Assumptionless consistency of the Lasso
Sourav Chatterjee
The title says it all. Given $p$-dimensional data points $\{ \mathbf{x}_i : i \in [n] \}$ the Lasso tries to fit the model $\mathbb{E}( y_i | \mathbf{x_i}) = \boldsymbol{\beta} \mathbf{x}_i$ by minimizing the $\ell^1$ penalized squared error $\sum_{i=1}^{n} (y_i - \boldsymbol{\beta} \mathbf{x}_i)^2 + \lambda \| \boldsymbol{\beta} \|_1$.
The paper analyzes the Lasso in the setting where the data are random, so there are $n$ i.i.d. copies of a pair of random variables $(\mathbf{X},Y)$ so the data is $\{(\mathbf{X}_i, Y_i) : i \in [n] \}$. The assumptions are on the random variables $(\mathbf{X},Y)$ : (1) each coordinate $|X_i| \le M$ is bounded, the variable $Y = (\boldsymbol{\beta}^*)^T \mathbf{X} + \varepsilon$, and $\varepsilon \sim \mathcal{N}(0,\sigma^2)$, where $\boldsymbol{\beta}^*$ and $\sigma$ are unknown constants.

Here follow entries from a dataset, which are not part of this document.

PR #1196, opened 2022-01-13
fix: fix reset_button_text property of DatePicker

langz:
Doesn't seem like property `reset_button_text` of DatePicker was used at all 🤔 

The reported bug can be read here: https://dnb-it.slack.com/archives/CMXABCHEY/p1642090852041200
CodeSandbox: https://codesandbox.io/s/eufemia-starter-forked-isxjv?file=/src/App.tsx

### DIFF
--- a/packages/dnb-eufemia/src/components/date-picker/DatePickerFooter.js
+++ b/packages/dnb-eufemia/src/components/date-picker/DatePickerFooter.js
@@ -19,12 +19,15 @@ export default class DatePickerFooter extends React.PureComponent {
     onSubmit: PropTypes.func,
     onCancel: PropTypes.func,
     onReset: PropTypes.func,
+
+    resetButtonText: PropTypes.string,
   }
 
   static defaultProps = {
     onSubmit: null,
     onCancel: null,
     onReset: null,
+    resetButtonText: null,
   }
 
   onSubmitHandler = (args) => {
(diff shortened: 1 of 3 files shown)


dinarosv (approved):
Nice work 💯 🤩  That was quick!

packages/dnb-eufemia/src/components/date-picker/DatePickerFooter.js
```diff
@@ -100,8 +103,11 @@ export default class DatePickerFooter extends React.PureComponent {
       return <></>
     }
 
-    const { submit_button_text, cancel_button_text, reset_button_text } =
-      this.context.translation.DatePicker
+    const {
+      submit_button_text,
+      cancel_button_text,
+      reset_button_text: reset_button_text_translation,
```
ahmetacer5, line 109: I think we don't need renaming here.

langz: True.
The reason for renaming was to try to differentiate between the translation, and the prop.
By keeping it as `reset_button_text` we would have both `reset_button_text` and `resetButtonText` which to me became a bit confusing, as in my head it's the exact same names just in two different formats.

Now with the renaming, we have `reset_button_text_translation`, and `resetButtonText`.

That was my thoughts at least.

ahmetacer5: yes that's right I didn't think that way 👍

PR #1197, opened 2022-01-14
fix: fix rendering of DatePickerFooter when show_reset_button is prov…

langz:
DatePickerFooter wasn't rendered when providing `show_reset_button={true}`.
This PR renders DatePickerFooter when `show_reset_button={true}` is provided to DatePicker.


dinarosv (approved):
🌟 🌟

PR #1199, opened 2022-01-14
chore: add missing components to components docs

langz:
Seems like we've forgotten about updating this page when adding new components, https://eufemia.dnb.no/uilib/components

The description texts used for the components(see [here](https://eufemia-choreaddmissingcomponentstocom.gtsb.io/uilib/components)), is just copy+pasted from the description in their respective .md file. These descriptions could be improved, suggestions are welcomed 🙏


thaytharma (approved):
Well done! 🚀

PR #1200, opened 2022-01-17
fix: added export of Bar in Pagination

dinarosv:
Pagination (mode pagination) rendered loading spinner as content when no children was given. 

Added a test for the reported issue as well

### DIFF
--- a/packages/dnb-eufemia/src/components/pagination/Pagination.js
+++ b/packages/dnb-eufemia/src/components/pagination/Pagination.js
@@ -320,6 +320,10 @@ Pagination.Content = PaginationContent
 const PaginationWrapper = Pagination
 const InfinityMarkerWrapper = InfinityMarker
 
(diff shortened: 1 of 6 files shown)


tujoworker (approved):
Good work 👍

packages/dnb-eufemia/src/components/pagination/Pagination.js
```diff
@@ -320,6 +320,10 @@ Pagination.Content = PaginationContent
 const PaginationWrapper = Pagination
 const InfinityMarkerWrapper = InfinityMarker
 
+export const Bar = (props) => (
```
tujoworker, line 323: Having a comment about, why we export it, or at least, that it is not documented, and that a dev rather should get in touch with us, than just using it, would be beneficial 👍

tujoworker (approved):

PR #1202, opened 2022-01-17
feat: ensue ESM imports are fully specified

tujoworker:
Right now, there is an issue sing Eufemia with Create React App v5 because it now enforces all node modules to be fully specified – if they have `"type": "module"` inside their `package.json`.

We have three options in order to make it work:
1. we remove `"type": "module"`
2. during build we transform all of our files to include an extension by using [this plugin](https://github.com/tujoworker/fully-specified/tree/main/babel-plugin-fully-specified) (the current state of that PR)
3. Use/create an ESLint plugin that ensures we actually add the extension in the code.

All these options are based on that we continue to run the dev code in CJS as of today. A fourth option could have been to define `"type": "module"` inside the repo. But that requires the most work.

### Option 1.

What Webpack/Node.js on the other hand needs to do, is to lookup "what" extension was meant to use, because it's not specified. 

### Option 2.

It can potentially still fail. Even Webpack actually loads all files, and shows us all errors, not just the "next" one, which again gives me more confidence, that it works fine.

### Option 3.

This needs some habituation from every dev. Also, currently, TS warns us about not adding an extension, so we need to change that somehow.

It has to fail the build, when the lint rule errors. Also, if it includes a "fix" feature, then we can run this on all files and make the change for all existing files in one commit.

Also here we gain performance during app development and their builds.

Screenshot 2022-01-19 at 20 16 22

Screenshot 2022-01-19 at 20 15 48

Any thoughts?


langz:
Great work looking into this 🎊 
I like option 1 seen in the context of a potential release v9.19.0 today(26.01.2022), but I think I would prefer option 3.
A reason for me liking option 3 the most, is that it seems to be the most "direct approach", not hiding it behind builds that magically transform files, but rather putting the responsibility in the hands of all devs. These are just my thoughts 🤔

langz (approved):
Great work looking into this 🎊 
I like option 1 seen in the context of a potential release v9.19.0 today(26.01.2022), but I think I would prefer option 3.
A reason for me liking option 3 the most, is that it seems to be the most "direct approach", not hiding it behind builds that magically transform files, but rather putting the responsibility in the hands of all devs. These are just my thoughts 🤔

tujoworker:
@langz Yes - I agree and share your thoughts! Sadly, it will require a lot of work, especially the parts, where we, as of today, would have to import things from `.../shared/index.js` - instead of `.../shared`.

And more issues:

- I checked it out, and could not find any solution to the ESLint/TypeScript issue, where TS complains when we add an extension to TS files.
- And second, we still could have to find a solution, to rename then `*.tsx` to `*.js` during build time. And there we need a babel plugin anyway.

packages/dnb-eufemia/src/components/avatar/Avatar.tsx
```diff
@@ -15,13 +15,10 @@ import {
   extendPropsWithContext,
   warn,
 } from '../../shared/component-helper'
-import { Img } from '../..'
 
 // Internal
 import AvatarGroup, { AvatarGroupContext } from './AvatarGroup'
 
-export * from './AvatarGroup'
```
dinarosv, line 23: Why are there changes in Avatar (and in Tag) in this PR? 💭

packages/dnb-eufemia/package.json
```diff
@@ -145,6 +144,7 @@
     "@wojtekmaj/enzyme-adapter-react-17": "0.6.5",
     "audit-ci": "5.1.2",
     "babel-jest": "27.3.1",
+    "babel-plugin-fully-specified": "1.3.0",
```
dinarosv, line 147: Do we need this package in option 1(this PR)?

dinarosv (commented):
Super that you found out of this ⭐ I think we can live with this solution for a while...

I just have two comments on some of the code 👍

packages/dnb-eufemia/src/components/avatar/Avatar.tsx
tujoworker: They generate a circular dependency issue when using Rollup.js – and the build now fails. I found that the shell scripts did not fail, even not failed tests. But now they will.

packages/dnb-eufemia/package.json
tujoworker: I intended for option 2 – most arguments go this way in my eyes. 

With option 1 – we make actually a large change in the eye of Node.js/Webpack. We move from ESM back to CJS, but with ESM imports. Even Webpack did not care about our faulty imports before (with no extensions).

So with option 2 we fix that issue.

PR #1205, opened 2022-01-19
Fix dialog being omitted in accessability tree

thebreiflabb:
This omits the modal root from getting
aria-hidden="true" added to it, which
removes the modal from the accessibility tree

## Summary

The modal root component got `aria-hidden="true"` added to it when opening the dialog, rendering the content inside not accessible in the accessibility tree.

This adds additional ignore of the modal root component in the `aria-hidden` handler logic.

## Test plan

I added a new test, for checking that a button outside still gets `aria-hidden="true"`, and the modal root no longer get it. However I could not get the test to work, I tried both using `document.querySelector` and `Comp.find` as seen in the tried test. As well as with and without the `{attachTo: attachToBody()}` option.

I have verified the described effect/change in Storybook, as well as when using it as a component in our application.

### DIFF
--- a/packages/dnb-eufemia/src/components/modal/ModalContent.tsx
+++ b/packages/dnb-eufemia/src/components/modal/ModalContent.tsx
@@ -124,6 +124,7 @@ export default class ModalContent extends React.PureComponent<
         [
           // Bypass modal content
           '.dnb-modal__content *',
+          `#dnb-modal-${this.props.root_id || 'root'}`,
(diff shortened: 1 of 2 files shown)


tujoworker:
Thank You Sondre for the good PR ❤️ so far. I will check with @dinarosv if we should wait before this large [PR](https://github.com/dnbexperience/eufemia/pull/1190) or not.

tujoworker (approved):
Thanks again for the PR 🙏

I fixed the tests and we will take this inn now 👍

Basically that’s all that’s needed — given a bound on $\|\boldsymbol{\beta}\|_1$, he derives a bound on the mean-squared prediction error.

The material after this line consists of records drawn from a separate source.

PR #1207, opened 2022-01-21
chore: remove unused style for payment card

langz:
Doesn't seem like the following variable is used, ```--dnb-payment-shadow-figma```


dinarosv (approved):
Yup, you are correct! Nice catch 🌟

PR #1543, opened 2022-08-31
fix(Autocomplete): ensure value is not visible behind the trigger button

tujoworker:
Before:
Screenshot 2022-08-31 at 10 51 27

After:
Screenshot 2022-08-31 at 10 51 57


packages/dnb-eufemia/src/components/autocomplete/style/_autocomplete.scss
```diff
@@ -134,8 +134,8 @@
       cursor: text;
     }
 
-    &--has-submit-element .dnb-input__placeholder,
-    &--has-submit-element .dnb-input__input {
```
langz, line 138: Are we sure that we don't need this styling for `&--has-submit-element `as well?

Reason for asking is just because I find it a bit strange that these existing lines of code didn't actually do anything useful 🤔

langz (approved):

packages/dnb-eufemia/src/components/autocomplete/style/_autocomplete.scss
tujoworker: We do actually not remove it, but rather use `--has-inner-element`  👍 because its only then we want to cahnge/remove the padding:

Screenshot 2022-08-31 at 14 25 37

PR #1544, opened 2022-08-31
fix(Input): ensure dnb-input--null class will not be set

tujoworker:
It has no visual or negative effect. Just something I saw in the Autocomplete component.


langz (approved):
💯

PR #1549, opened 2022-09-05
fix(Tooltip): convert to TypeScript

tujoworker:
Next, we can convert it to use React Hooks along with testing lib 👍


packages/dnb-eufemia/src/components/tooltip/Tooltip.tsx
```diff
@@ -4,101 +4,36 @@
...
-    hide_delay: PropTypes.oneOfType([PropTypes.string, PropTypes.number]),
-    target_selector: PropTypes.string,
-    target_element: PropTypes.oneOfType([
-      PropTypes.object,
-      PropTypes.node,
-    ]),
-
-    ...spacingPropTypes,
-
-    class: PropTypes.string,
```
langz, line 67: Is it safe to remove this, not sure if found it in [TooltipProps](https://github.com/dnbexperience/eufemia/blob/452e889307c7420aafc179b0287ebc6de5a08987/packages/dnb-eufemia/src/components/tooltip/types.ts)

packages/dnb-eufemia/src/components/tooltip/TooltipContainer.tsx
```diff
@@ -4,62 +4,33 @@
...
-    fixed_position: null,
-    no_animation: null,
-    useHover: true,
-    style: null,
-    attributes: null,
-    children: null,
-  }
+type TooltipContainerState = {
+  w?: number
+  h?: number
```
langz, line 23: At a glance, I am not 100% sure what `w` and `h`, could we give these props any more meaningful names?

packages/dnb-eufemia/src/components/tooltip/Tooltip.tsx
tujoworker: `spacingPropTypes` is basically the same as `Props & ISpacingProps` – while `class` is not documented, and is a Web Component feature, which is, from what I know, not used in prod.

langz (approved):

packages/dnb-eufemia/src/components/tooltip/TooltipContainer.tsx
tujoworker: yes 🙏 I will rename them to bodyWidth, because that is what it is.

PR #1552, opened 2022-09-05
fix(Tooltip): use Eufemia cubic-bezier for animations

tujoworker:


langz (approved):
Gave it a spin in a few browsers, and on my phone, tried to compare it with the existing animations on https://eufemia.dnb.no/, but wasn't actually able to see the visual difference 👀 👓

tujoworker:
> but wasn't actually able to see the visual difference 👀 👓

yeah, its probably only noticeable when the position is animating:

Old
https://user-images.githubusercontent.com/1501870/188561969-4f80c85f-0c29-4877-b283-0b5b6948d1f7.mov


New
https://user-images.githubusercontent.com/1501870/188562000-dac5fd24-467b-42df-9253-c88e24e8e0d2.mov

PR #1555, opened 2022-09-12
fix(Tooltip): rewrite to functional components with React Hooks

tujoworker:
[Preview](https://eufemia-fixtooltiphoosrewrite.gtsb.io/uilib/components/tooltip/demos/)


packages/dnb-eufemia/src/components/tooltip/TooltipWithEvents.tsx
```diff
@@ -4,145 +4,123 @@
...
-      'current'
-    )
-      ? props.target
-      : React.createRef()
-  }
+function TooltipWithEvents(props: TooltipProps & TooltipWithEventsProps) {
+  const {
+    children,
+    target,
+    // internalId,// NB: Do not remove internalId from props!
```
langz, line 22: Maybe it would be even better/easier to have this comment closer to the type, `type TooltipWithEventsProps`.
Like on the following line? https://github.com/dnbexperience/eufemia/blob/09142b1d7a7339b2fab4224075cb342a049e58f4/packages/dnb-eufemia/src/components/tooltip/TooltipWithEvents.tsx#L15

langz (approved):

packages/dnb-eufemia/src/components/tooltip/TooltipWithEvents.tsx
tujoworker: yeah, that would make sense. But maybe I just have stated the sentence too poorly. What I want to say is, do not "destruct" `internalId` – because we want it to keep it in the "rest" props, and send it along. Any recommendation of a better sentence?

tujoworker: We also can remove it, and ensure this behavior with a test 🤭

langz: What you wrote, _do not "destruct" internalId – because we want it to keep it in the "rest" props, and send it along_, described it perfectly for me. Now I understood it, thanks 🙇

On Learnability, Complexity and Stability
Silvia Villa, Lorenzo Rosasco, Tomaso Poggio
This is a handy survey on the three topics in the title. It’s only 10 pages long, so it’s a nice fast read.

Adaptivity of averaged stochastic gradient descent to local strong convexity for logistic regression
Francis Bach
A central challenge in stochastic optimization is understanding when the convergence rate of the excess loss, which is usually $O(1/\sqrt{n})$, can be improved to $O(1/n)$. Most often this involves additional assumptions on the loss functions (which can sometimes get a bit baroque and hard to check). This paper considers constant step-size algorithms but where instead they consider the averaged iterate $\latex \bar{\theta}_n = \sum_{k=0}^{n-1} \theta_k$. I’m trying to slot this in with other things I know about stochastic optimization still, but it’s definitely worth a skim if you’re interested in the topic.

On Differentially Private Filtering for Event Streams
Jerome Le Ny
Jerome Le Ny has been putting differential privacy into signal processing and control contexts for the past year, and this is another paper in that line of work. This is important because we’re still trying to understand how time-series data can be handled in the differential privacy setting. This paper looks at “event streams” which are discrete-valued continuous-time signals (think of count processes), and the problem is to design a differentially private filtering system for such signals.

Gossips and Prejudices: Ergodic Randomized Dynamics in Social Networks
Paolo Frasca, Chiara Ravazzi, Roberto Tempo, Hideaki Ishii
This appears to be a gossip version of Acemoglu et al.’s work on “stubborn” agents in the consensus setting. They show similar qualitative behavior — opinions fluctuate but their average over time converges (the process is ergodic). This version of the paper has more of a tutorial feel to it, so the results are a bit easier to parse.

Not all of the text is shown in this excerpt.